>>>

PR #956, opened 2018-06-07
Clockwork Spear + (Un)Holy Fire Weapons

Affurit:
This will reduce the pitchfork's brute damage by 8 but now the weapon deals 5 burning damage as a trade-off. I believe that the trade is worth it, but would not be averse to increasing the fire damage to 8 if it turns out that the null rod becomes too weak as a result. This seems unlikely to me. The Pitchfork will no longer fit in the bag of the Chaplain, or any thieves.  

Also adds a reskin of the Pitchfork, a Clockwork Spear, which has it's own sound effects and list of attack verbs. Clockwork cultists will see this weapon and the base null rod differently to normal crew now, having a clock-cult description of it instead of the normal crew description. I may do this for nar’sie cultists in the future.

The Clockwork Spear was asked for by a few people, who are always thirsty for Chaplain expansions, and also means that Narnar isn’t the only eldritch god getting some lovin from the Chaplain.

:cl: 
add: Added Burn Damage potential to Null Rod reskins.
add: Added Clockwork Spear, a holy weapon of Ratvarian design that burns the non-believers.
fix: The Pitchfork can now use the back slot and can no longer be put in the bag.
tweak: The Pitchfork and Clockwork spear trade off some damage for their burning ability.
/:cl:

### DIFF
--- a/code/game/objects/items/holy_weapons.dm
+++ b/code/game/objects/items/holy_weapons.dm
@@ -1,6 +1,6 @@
 /obj/item/nullrod
 	name = "null rod"
-	desc = "A rod of pure obsidian, its very presence disrupts and dampens the powers of Nar-Sie's followers."
+	desc = "A rod of pure obsidian, its very presence disrupts and dampens the powers of illicit magic."
 	icon_state = "nullrod"
 	item_state = "nullrod"
 	lefthand_file = 'icons/mob/inhands/weapons/melee_lefthand.dmi'
@@ -11,6 +11,8 @@
 	throwforce = 10
 	w_class = WEIGHT_CLASS_TINY
 	var/reskinned = FALSE
+	var/clockwork_desc = "A rod of Obsidian, a material known for corroding the Justiciar's creations."
+	var/bonus_burn = 0
 
 /obj/item/nullrod/attack_self(mob/user)
 	if(user.mind && (user.mind.isholy) && !reskinned)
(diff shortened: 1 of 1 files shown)


code/game/objects/items/holy_weapons.dm
```diff
@@ -11,6 +11,8 @@
 	throwforce = 10
 	w_class = WEIGHT_CLASS_TINY
 	var/reskinned = FALSE
+	var/clockwork_desc = "A rod of Obsidian, a material known for corroding the Justiciar's creations."
```
FlattestGuitar: Does this actually do anything? You just added a variable there, but didn't do anything with it.

code/game/objects/items/holy_weapons.dm
```diff
@@ -11,6 +11,8 @@
...
+	var/bonus_burn = 0
```
FlattestGuitar: Same here. You don't use that variable anywhere.

code/game/objects/items/holy_weapons.dm
```diff
@@ -390,8 +392,29 @@
 	lefthand_file = 'icons/mob/inhands/weapons/polearms_lefthand.dmi'
 	righthand_file = 'icons/mob/inhands/weapons/polearms_righthand.dmi'
 	name = "unholy pitchfork"
-	w_class = WEIGHT_CLASS_NORMAL
+	w_class = WEIGHT_CLASS_BULKY
 	desc = "Holding this makes you look absolutely devilish."
 	attack_verb = list("poked", "impaled", "pierced", "jabbed")
+	slot_flags = SLOT_BACK
```
FlattestGuitar: You add a new slot to carry the thing, but you don't add a sprite for doing so. Is there one already?

code/game/objects/items/holy_weapons.dm
```diff
@@ -390,8 +392,29 @@
...
+	righthand_file = 'icons/mob/inhands/weapons/clockwork_righthand.dmi'
+	name = "clockwork spear"
+	desc = "A pointy spear made of holy brass. It ticks and tocks."
+	attack_verb = list("ticked", "tocked", "singed", "speared")
+	clockwork_desc = "A disgusting and cheap replica created by the church to imitate the divine armory of the Justiciar."
+	hitsound = 'sound/magic/clockwork/ratvar_attack.ogg'
+	
+/obj/item/nullrod/attack(mob/living/target, mob/living/carbon/human/user)
+	. = ..()
+	if(!QDELETED(target) && target.stat != DEAD)
```
FlattestGuitar: This entire proc can be done with

```
if(target.stat != DEAD)
    target.adjustFireLoss(bonus_burn)
```

code/game/objects/items/holy_weapons.dm
Affurit: There’s no sprite for another back slot on the holy weapons list unless I’m just dumb and blind, and while I don’t agree with just piling up undone work on someone (myself), this solves the issue of having nowhere to carry it yet. There’s a precedent for items that are invisible in slots, particularly the belt for the children of claymores. I’ll make this a priority if possible?

code/game/objects/items/holy_weapons.dm
Affurit: This allows us to modify how much burning a particular re-skin does in the future if we need to do so ^.^

I hope my responses don’t come off as defensive, I’ve taken into account your point about the slots, and am fully open to criticism.

Affurit:
Perhaps I’ll cut out the Clockwork spear. It was a nice, quick, easy job to reskin the pitchfork. We already have a cult blade and people seemed interested in this was all I was thinking.

The burn damage can also be undone but I do rather like all of the holy weapons being different and unique. 

The new slot and weight of the pitchfork need to stay though. 

There are a number of null rod reskins that are purely visuals, I don’t really see the harm in this in particular, but I can see the point about overloading people’s choices.

SmokingKilz:
Variety =/= Watering down. 

That being said, I would like to see the general reaction from the community first.

Affurit:
Closing and re-doing since there's some stuff I missed that is on my test build.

<<<

What the task requires >> Search the records above for "inhands". Copy each line where it is found.

Answer section >>
 	lefthand_file = 'icons/mob/inhands/weapons/melee_lefthand.dmi'
 	lefthand_file = 'icons/mob/inhands/weapons/polearms_lefthand.dmi'
 	righthand_file = 'icons/mob/inhands/weapons/polearms_righthand.dmi'
+	righthand_file = 'icons/mob/inhands/weapons/clockwork_righthand.dmi'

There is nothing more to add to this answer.